Scientific classification
- Kingdom: Fungi
- Division: Ascomycota
- Class: Candelariomycetes
- Order: Candelariales
- Family: Candelariaceae
- Genus: Candelaria
- Species: C. fibrosa
- Binomial name: Candelaria fibrosa Müll.Arg.

= Candelaria fibrosa =

- Genus: Candelaria
- Species: fibrosa
- Authority: Müll.Arg.
- Conservation status: G5

Species of fungi

Candelaria fibrosa is a species of lichen-forming fungus. In English, it goes by the common name lemon lichen. It also goes by the common name fringed candleflame lichen. It occurs on the bark of wood, and it resembles Xanthoria hasseana.

== Description ==
Candelaria fibrosa is a small foliose lichen with a thallus up to 4 cm wide. The lobes are dorsiventral, lobate, and imbricate, measuring approximately 0.5–2 mm wide and often bearing secondary lobes. The upper surface is lemon yellow to mustard yellow, smooth to somewhat wrinkled, and lacks both soredia and isidia. The upper cortex is about 5–20 μm thick, and the medulla is thin and white. The lower cortex measures approximately 10–35 μm thick and is white to pinkish in color. Rhizines are abundant and simple.

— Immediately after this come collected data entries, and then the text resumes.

Issue #3039, opened 2018-02-02
update_visitors_metric cron job raises error


glogiotatidis:
The cron job `update_visitors_metric` throws an errors on both SCL3 and AWS deployments and thus has been disabled. 

```
Traceback (most recent call last):
  File "/app/manage.py", line 32, in <module>
    execute_from_command_line(sys.argv)
  File "/venv/lib/python2.7/site-packages/django/core/management/__init__.py", line 354, in execute_from_command_line
    utility.execute()
  File "/venv/lib/python2.7/site-packages/django/core/management/__init__.py", line 346, in execute
    self.fetch_command(subcommand).run_from_argv(self.argv)
  File "/venv/lib/python2.7/site-packages/django/core/management/base.py", line 394, in run_from_argv
    self.execute(*args, **cmd_options)
  File "/venv/lib/python2.7/site-packages/django/core/management/base.py", line 445, in execute
    output = self.handle(*args, **options)
  File "/venv/lib/python2.7/site-packages/cronjobs/management/commands/cron.py", line 64, in handle
    registered[script](*args)
  File "/app/kitsune/kpi/cron.py", line 54, in update_visitors_metric
    visitors = googleanalytics.visitors(start, end)
  File "/app/kitsune/sumo/googleanalytics.py", line 68, in visitors
    metrics='ga:visitors').execute()['rows'][0][0])
KeyError: 'rows'
```

PR #3040, opened 2018-02-02
Get cron jobs and celery workers working

glogiotatidis:
A number of fixes required to get cron jobs running (using APScheduler) and Celery working.

This has been manually pushed to sumo-dev.frankfurt and appears to be working OK


kitsune/settings.py
```diff
@@ -928,7 +924,11 @@ def JINJA_CONFIG():
 
 
 # Google Analytics settings.
-GA_KEY = config('GA_KEY', default='longkey')  # Google API client key
+# GA_KEY is expected b64 encoded.
```
glogiotatidis: GA_KEY is binary. In SCL3 we have in `settings_local.py` which worked OK but we can't put it as is in an env variable. Base64 encoding it does the trick

kitsune/settings.py
```diff
@@ -1088,11 +1088,10 @@ def JINJA_CONFIG():
 DMS_PROCESS_EXIT_SURVEYS = config('DMS_PROCESS_EXIT_SURVEYS', default=None)
 DMS_SURVEY_RECENT_ASKERS = config('DMS_SURVEY_RECENT_ASKERS', default=None)
 DMS_CLEAR_EXPIRED_AUTH_TOKENS = config('DMS_CLEAR_EXPIRED_AUTH_TOKENS', default=None)
-DMS_UPDATE_VISITORS_METRIC = config('DMS_UPDATE_VISITORS_METRIC', default=None)
+# DMS_UPDATE_VISITORS_METRIC = config('DMS_UPDATE_VISITORS_METRIC', default=None)
```
glogiotatidis: See also #3039

bin/run-celery-worker.sh
```diff
@@ -0,0 +1,3 @@
+#!/bin/bash
+
+exec newrelic-admin run-program python manage.py celeryd --maxtasksperchild=${CELERY_MAX_TASKS_PER_CHILD:-10}
```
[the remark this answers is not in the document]
pmac: 10 does seem pretty low. These tasks are things like updating the search indexes and processing uploaded images. Maybe something like 100 would be more reasonable?

kitsune/settings.py
metadave: just a heads up, K8s secrets are base64-encoded, so this value will be double base64 encoded. I don't believe there is any impact here, just wanted to note.

```
echo "foo" | base64 | base64 | base64 -D | base64 -D
```

bin/run-celery-worker.sh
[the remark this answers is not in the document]
glogiotatidis: OK, changed default to 100

PR #3047, opened 2018-02-07
Adding Guarani (gn) and Georgian (ka) to available KB locales

vesper-mozilla:
As per discussions and requests from contributors/l10n, this is to expand available KB locales by adding Guarani (gn) and re-adding Georgian (ka) to the available pool of locales.


glogiotatidis:
Thanks i'll follow up with a couple of things needed to enable the locale and merge into `legacy` as well.

vesper-mozilla:
Thank you, Giorgos!

PR #3050, opened 2018-02-08
Fix read only tests

glogiotatidis:
This PR makes CircleCI to fail if tests fail. It surfaces a problem with product_details which try to use database despite the file storage setting.

@pmac do you have any ideas why this is failing?

Here's a previous run with all the settings printed https://circleci.com/gh/glogiotatidis/kitsune/62


pmac:
I looked back at all of the Circle builds of the master branch, and all tests were passing before the removal of the `customercare` stuff. Looking at the builds it appears as though the changing of how the multidb router stuff was configured in #3019 is what made the tests fail to start with the DB table errors. My changes in the [glogiotatidis-fix-tests-with-pd-storage](https://github.com/mozilla/kitsune/tree/glogiotatidis-fix-tests-with-pd-storage) branch (based on your branch in #3050) fix some of this, but other things have cropped up in the interim. Perhaps you'll recognize some of the failures. I fixed an `UnpicklingError` in Bable by upgrading Babel. Now there are a lot of `DatabaseError: You can't do this in read-only mode.` failures, which appear to be signal handlers attached in previous tests that aren't being detached, but I don't know why yet. You can see that in the [tests on my branch](https://circleci.com/gh/mozilla/kitsune/113).

pmac:
More details:

* [Test run 63](https://circleci.com/gh/mozilla/kitsune/63) was the last fully successful unit test run
* [Test run 64](https://circleci.com/gh/mozilla/kitsune/64) was pretty good. Only tests failing are due to the removal of the `customercare` urls. Should be easy to fix those.
* [Test run 66](https://circleci.com/gh/mozilla/kitsune/66) is where the database failures start.

glogiotatidis:
Turned out to be read_only tests causing this mess. I fixed a couple of things here and there as well.

@pmac r?

docker/composefiles/test.yml
```diff
@@ -2,6 +2,6 @@ version: '3.4'
 services:
   web:
     image: kitsune:full-no-locales-latest
-    command: ./manage.py test --noinput --nologcapture -a '!search_tests' --with-nicedots
+    command: bash
```
pmac: Did you mean to leave this change in? Looks leftover from debugging.

glogiotatidis:
> I just found that one question about bash being the command in the docker-compose file. But looking at the test run on circle I do see a lot of tracebacks that look like:
> 
> NotFoundError: TransportError(404, {u'index': u'sumo_metrics', u'resource.type': u'index_or_alias', u'root_cause': [{u'index': u'sumo_metrics', u'reason': u'no such index', u'type': u'index_not_found_exception', u'resource.id': u'sumo_metrics', u'resource.type': u'index_or_alias'}], u'reason': u'no such index', u'type': u'index_not_found_exception', u'resource.id': u'sumo_metrics'})
> 
> I'm not sure what those are or why they're not causing the tests to fail, but I don't see those in the older runs that were passing. If they're not causing problems then perhaps they're fine, but just FYI. I'm approving this PR, but fix up things if you think it's required before merge.

Those don't fail b/c we're handling exceptions https://github.com/mozilla/kitsune/blob/master/kitsune/questions/views.py#L302

Since we have disabled search tests related we don't run the code that generates the indices https://github.com/mozilla/kitsune/blob/master/kitsune/search/tests/__init__.py#L41

and while I's at it i found out the a typo https://github.com/mozilla/kitsune/pull/3050/commits/546c70d8ac83eb14d77b78c99c852467eb848554

glogiotatidis:
@pmac I fixed the ES related messages and in the process improved the top_contributors_* functions as well. Please take a look at the new commits and merge at will if ok.

Thanks!

glogiotatidis:
Thanks!

PR #3052, opened 2018-02-08
fix cron deployment replicas in K8s automation

metadave:
The cron deployment shared the same replica variable as the web deployment. This PR gives cron deployments their own replica setting, and sets a default value of 1.


metadave:
self-merging so I can continue to iterate.

PR #3055, opened 2018-02-13
Setup Django's SecurityMiddleware

pmac:
* Exempt /healthz and /readiness URLs from HTTPS redirect
* Remove WSGI HTTPS=on hack
* Remove old commonware security middlewares

PR #3056, opened 2018-02-13
add security middleware env to web deployment

metadave:
https://github.com/mozilla/kitsune/pull/3055


glogiotatidis:
This looks fine, thanks @metadave. As [pmac mentioned](https://github.com/mozilla/kitsune/pull/3055#issuecomment-365351851) those are the default values so we can do without this PR. If you like explicitly defining those go ahead and merge this PR.

jgmize:
> This looks fine, thanks @metadave. As pmac mentioned those are the default values so we can do without this PR. If you like explicitly defining those go ahead and merge this PR.

I have no objections to merging this either, but I generally prefer to only add environment variables when we want to override the defaults.

metadave:
If I don't merge it, we'll need it. If I merge it, we won't need it 😃

PR #3059, opened 2018-02-15
Add AWS internal IP in ALLOWED_HOSTS

glogiotatidis:
This will allow us to set proper ALLOWED_HOSTS and ELBs will continue to
work.

from https://gist.github.com/dryan/8271687

/cc @metadave

### DIFF
--- a/kitsune/settings.py
+++ b/kitsune/settings.py
@@ -5,15 +5,13 @@ import logging
 import os
 import platform
 import re
+from datetime import date
 
 import dj_database_url
 import django_cache_url
-
-
-from datetime import date
-from decouple import Csv, config
-
 import djcelery
+import requests
+from decouple import Csv, config
 
 from bundles import PIPELINE_CSS, PIPELINE_JS
 from kitsune.lib.sumo_locales import LOCALES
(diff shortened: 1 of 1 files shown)


kitsune/settings.py
```diff
@@ -1042,6 +1040,15 @@ def JINJA_CONFIG():
 ]
 
 ALLOWED_HOSTS = config('ALLOWED_HOSTS', default='', cast=Csv())
+
+# Add AWS internal IP to allowed hosts for ELB health check to work.
+try:
+    EC2_PRIVATE_IP = requests.get('http://169.254.169.254/latest/meta-data/local-ipv4',
```
metadave: We block access to the metadata server in our K8s clusters. Let's discuss options during our SUMO meeting today.

jgmize: we can get that from the k8s api from within the pods: https://kubernetes.io/docs/tasks/administer-cluster/access-cluster-api/#accessing-the-api-from-a-pod

glogiotatidis:
I'll close this one in favor of the discussion in https://github.com/mozmeao/infra/issues/735

PR #4453, opened 2020-07-09
Remove traffic cop and FxA CTA experiment.

akatsoulas:


kitsune/bundles.py
```diff
@@ -243,15 +243,6 @@
         "source_filenames": ("d3/d3.js", "kpi/js/kpi.browserify.js",),
         "output_filename": "build/kpi.dashboard-min.js",
     },
-    "experiment_fxa_cta_topbar": {
-        "source_filenames": (
-            "sumo/js/libs/mozilla-dnt-helper.js",
```
LeoMcA, line 248: This library isn't used anywhere else and can be deleted, we use "kitsune/sumo/static/sumo/js/dnt-helper.js" for things like GA.

kitsune/bundles.py
```diff
@@ -243,15 +243,6 @@
...
-            "sumo/js/libs/mozilla-cookie-helper.js",
```
LeoMcA, line 249: Also not used elsewhere and can be removed.

PR #4455, opened 2020-07-10
update docs

LeoMcA:


.vscode/settings.json
```diff
@@ -9,5 +9,9 @@
         "--disable=C0111",
         "--enable=W0614",
         "--load-plugins=pylint_django"
-    ]
+    ],
+    "restructuredtext.confPath": "${workspaceFolder}/docs",
```
akatsoulas, line 13: Let's not mix vscode related configuration with the docs in the same commit.

contribute.json
```diff
@@ -19,7 +21,8 @@
     },
     "urls": {
         "prod": "https://support.mozilla.org/",
-        "stage": "https://support.allizom.org/"
+        "stage": "https://support.allizom.org/",
+        "dev": "https://support-dev.allizom.org/"
```
akatsoulas, line 25: Let's remove dev. I would treat that instance as ephemeral. Even the database is not similar to stage.

docs/sop.rst
```diff
@@ -1,31 +0,0 @@
-============================
-Standard Operating Procedure
```
akatsoulas, line 2: I would probably port a part of this section in the localization document. Eg why locales may not be updated in the site b/c of broken strings in pontoon.

docs/wikidocs.rst
```diff
@@ -1,19 +0,0 @@
-.. _wiki-chapter:
-
-========================
-Important Wiki Documents
-========================
```
akatsoulas, line 5: Why are we dropping this?

docs/wsgi.rst
```diff
@@ -1,193 +0,0 @@
...
-    media/uploads/gallery/images
-    media/uploads/gallery/images/thumbnails
-    media/uploads/gallery/videos
-    media/uploads/gallery/videos/thumbnails
-
-``media/uploads`` and its subdirectories should never be added to version
-control, as they are installation-/content-specific.
-
-
-Product Details JSON
```
akatsoulas, line 116: A section about this probably should stay.

docs/wsgi.rst
```diff
@@ -1,193 +0,0 @@
...
-
-    path/to/virtualenv/lib/python<version>/site=packages/django-mozilla-product-details/product_details/json
-
-This is configurable. If you have multiple web servers, they should share this
-data. You can set the ``PROD_DETAILS_DIR`` variable in
-``kitsune/settings_local.py`` to a different path, for example on NFS.
-
-
-Debugging
-=========
```
akatsoulas, line 137: Maybe we could write something about debugging sumo in your local env. Both with the vscode and through docker without the editor.

docs/wsgi.rst
```diff
@@ -1,193 +0,0 @@
...
-``wsgi/kitsune.wsgi``, tries to run all the initial validation that
-the dev server runs, to catch these errors early.
-
-So where *is* the stack trace? You'll need to look in your Apache error logs.
-Where these are is OS-dependent, but a good place to look is
-``/var/log/httpd``. If you are using SSL, also check the SSL ``VirtualHost``'s
-logs, for example ``/var/log/httpd/ssl_error_log``.
-
-
-With ``DEBUG=True``
```
akatsoulas, line 162: Should be mentioned in the debug section?

docs/wsgi.rst
```diff
@@ -1,193 +0,0 @@
-.. _wsgi-chapter:
-
-=============================
-Running Kitsune with mod_wsgi
-=============================
```
akatsoulas, line 5: Here we can mention the alternative of running sumo with gunicorn instead of the django dev server.

requirements/dev.txt
```diff
@@ -168,6 +169,10 @@ pre-commit==2.4.0 \
     --hash=sha256:5559e09afcac7808933951ffaf4ff9aac524f31efbc3f24d021540b6c579813c \
     --hash=sha256:703e2e34cbe0eedb0d319eff9f7b83e2022bb5a3ab5289a6a8841441076514d0 \
     # via -r dev.in
+prometheus-client==0.8.0 \
```
akatsoulas, line 172: this is an interesting entry.

.adr-dir
```diff
@@ -1 +0,0 @@
-docs/architecture/decisions
```
akatsoulas, line 1: I was thinking about this in the past but I never got to the point to update the documentation. I believe there is some value in adding a few entries here with each milestone that we are working on. For example, the indexing rationale in the new ES architecture could be a great fit. The future work about the API would also be a good candidate. I guess what I am saying is that there is some value in keeping this section and start using it. Thoughts.

docs/wikidocs.rst
LeoMcA: The doc points to (and is about) https://support.mozilla.org/en-US/kb/managing-landing-page-content, none of which applies any more (from what I can see).

.adr-dir
LeoMcA: Sure, if we think we're going to use it, let's leave it in

docs/wsgi.rst
LeoMcA: It sounds like there's actually some snippets in here we might want to keep? I'm not sure I have the brain space to keep+rewrite this page until Friday, so I'm tempted to un-delete and slap the "this may be outdated" warning on it.

requirements/dev.txt
LeoMcA: Looks like it's pulled in from the flower 0.9.4 -> 0.9.5 update

README.md
```diff
@@ -11,88 +11,3 @@ See [what's deployed](https://whatsdeployed.io/s-J18)
 
 ## Code of Conduct
 By participating in this project, you're agreeing to uphold the [Mozilla Community Participation Guidelines](https://www.mozilla.org/en-US/about/governance/policies/participation/). If you need to report a problem, please see our [CODE_OF_CONDUCT.md](./CODE_OF_CONDUCT.md) guide.
-
-## Development
```
akatsoulas, line 15: My suggestion would be to leave this in the README for ease of use. Alternatively we should have a link to the relevant part of the documentation.

contribute.json
```diff
@@ -8,9 +8,11 @@
     },
     "participate": {
         "home": "https://kitsune.readthedocs.io/en/latest/contributors.html",
-        "docs": "https://kitsune.readthedocs.io/en/latest/hacking_howto.html#hacking-howto-chapter",
-        "irc": "irc://irc.mozilla.org/#sumodev",
-        "irc-contacts": ["giorgos", "pmac", "bensternthal"]
+        "docs": "https://kitsune.readthedocs.io/en/latest/hacking_howto.html",
+        "matrix": "https://chat.mozilla.org/#/room/#sumodev:mozilla.org",
+        "matrix-contacts": ["tasos", "leo"],
+        "slack": "https://mozilla.slack.com/messages/sumodev",
```
akatsoulas, line 14: Let's either change this to `support-platform`

docs/contactus.rst
```diff
@@ -15,24 +15,15 @@ for SUMO community discussions.
 Kitsune hackers
 ===============
 
-If you're hacking on the Kitsune code and have questions, ping us on
-IRC.
+If you're hacking on the Kitsune code and have questions, ping us on `Matrix <https://wiki.mozilla.org/Matrix>`_.
 
-We hang out in ``#sumodev`` on irc.mozilla.org. We're usually around
-during the day in Eastern Time.
+We hang out in `#sumodev:mozilla.org <https://chat.mozilla.org/#/room/#sumodev:mozilla.org>`_.
```
akatsoulas, line 20: Similar let's change this to support-platform. I would remove any reference to timezone. We should have 24h coverage to at least acknowledge a request/question.

docs/contactus.rst
```diff
@@ -15,24 +15,15 @@ for SUMO community discussions.
...
+We're usually around during the day in Europe.
 
 If you ask something and all you get is silence, then it's probably
 the case that we're not around. Please try pinging us again.
 
-You can also use the `dev-sumo mailing list
-<https://www.mozilla.org/about/forums/#dev-sumo>`_.
+Current developers:
```
akatsoulas, line 26: Let's link to AUTHORS and update that if needed.

docs/deployments.rst
```diff
@@ -40,23 +34,33 @@ such as changes that require re-indexing. See
...
+Servers
+=======
+
+
+Development
+===========
+
+https://support-dev.allizom.org/
+
+We use dev primarily to develop infrastructure changes, like upgrading to Python 3.8.
```
akatsoulas, line 52: I would remove Python 3.8. It will be obsolete in some time

docs/deployments.rst
```diff
@@ -40,23 +34,33 @@ such as changes that require re-indexing. See
 We deploy to production from ``master``.
 
 
-Dev
-===
+Deploying
+=========
```
akatsoulas, line 38: We can also mention here that we are currently using K8s and maybe something about conventions similar to what we documented in the processes document.

docs/contributors.rst
```diff
@@ -28,19 +28,11 @@ Help with hacking!
 ==================
 
 First step is to set up Kitsune so you can run it and hack on it. For
-that, see the :ref:`hacking-howto-chapter`.
```
akatsoulas, line 31: It would be probably helpful to have a section on where to file bugs for this project and a link to Bugzilla.

docs/sla.rst
```diff
@@ -1,30 +0,0 @@
-=======================
```
akatsoulas, line 1: I would keep this. Let's add an outdated note for now and update it with the current SLA.

docs/users.rst
```diff
@@ -1,15 +0,0 @@
-=====
```
akatsoulas, line 1: Let's keep it and add a few entries about FxA here and links to the KB articles.

requirements/default.txt
```diff
@@ -29,13 +29,13 @@ bleach==2.1.4 \
     --hash=sha256:0ee95f6167129859c5dce9b1ca291ebdb5d8cd7e382ca0e237dfd0dad63f63d8 \
     --hash=sha256:24754b9a7d530bf30ce7cbc805bc6cce785660b4a10ff3a43633728438c105ab \
```
akatsoulas, line 30: Let's move all the changes related to packages to a separate commit

docs/contactus.rst
LeoMcA: AUTHORS got [renamed to CONTRIBUTORS](https://github.com/mozilla/kitsune/commit/2ba4b1573bd97f1e077980ac6f114fbef4e80c1e#diff-98f07bc20cb66328be238119df96c490) which was then later replaced with this: https://github.com/mozilla/kitsune/blob/master/CONTRIBUTORS.rst

So I would say CONTRIBUTORS serves a different purpose from this, CONTRIBUTORS is about attribution, this is about who a contributor with questions should contact.

PR #4461, opened 2020-07-14
Update naming schema in AAQ.

akatsoulas:


rtanglao:
bugzilla bug is here: https://bugzilla.mozilla.org/show_bug.cgi?id=1650231

PR #4462, opened 2020-07-14
Update naming schema in AAQ.

akatsoulas:


kitsune/questions/config.py
```diff
@@ -438,8 +438,8 @@
         ])
     }),
     ('firefox-private-network-vpn', {
-        'name': _lazy('Firefox Private Network Device-level Protection'),
-        'subtitle': _lazy('Firefox Private Network Device-level Protection'),
+        'name': _lazy(u'Mozilla VPN'),
+        'subtitle': _lazy(u'Mozilla VPN'),
```
LeoMcA, line 442: Presumably these should be non-unicode strings?

PR #4470, opened 2020-07-21
Update readonly announcement.

akatsoulas:


kitsune/sumo/jinja2/includes/readonly_annoucement.html
```diff
@@ -1,9 +1,9 @@
 {% trans
-    irc_channel="https://client02.chat.mibbit.com/?server=irc.mozilla.org&channel=%23sumo",
+    matrix_channel="https://chat.mozilla.org/#/room/#support-platform:mozilla.org",
```
LeoMcA, line 2: Given the wording of this announcement (we have our support community waiting to help you [...] live on Matrix), I'm not sure #support-platform is the right channel. #sumo's description is "This is room for Support Mozilla (SUMO) Contributors https://support.mozilla.org/get-involved", so I'm not sure that's the right room either. For this release maybe we should just remove the "or live on" clause, and re-add Matrix if there is an appropriate channel later.

akatsoulas:
@LeoMcA pr updated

Apothecia are common, laminal, and sessile, up to 2 mm in diameter, with a smooth margin that may have white or yellow cilia. The disc is darker yellow than the thallus. The epithecium is about 10 μm thick; the hymenium is 60–90 μm tall. Paraphyses are cylindrical to submoniliform, sometimes branched at the tips, with tip widths up to 5 μm. The hypothecium is 30–45 μm thick. Asci are clavate and contain more than 30 spores. Ascospores are uni- or biguttulate, colorless, and measure 7–11 × 4–6 μm. Pycnidia are common, immersed, and either concolorous with the upper surface or slightly darker. Conidia are ellipsoid to narrowly ellipsoid, measuring 2–3.5 × 1.5 μm.

Spot test results: upper surface K− (or K+ deeper yellow), C−, KC−, P−; medulla K−, C−, KC−, P−. Secondary metabolites include calycin (major) and pulvinic dilactone (minor).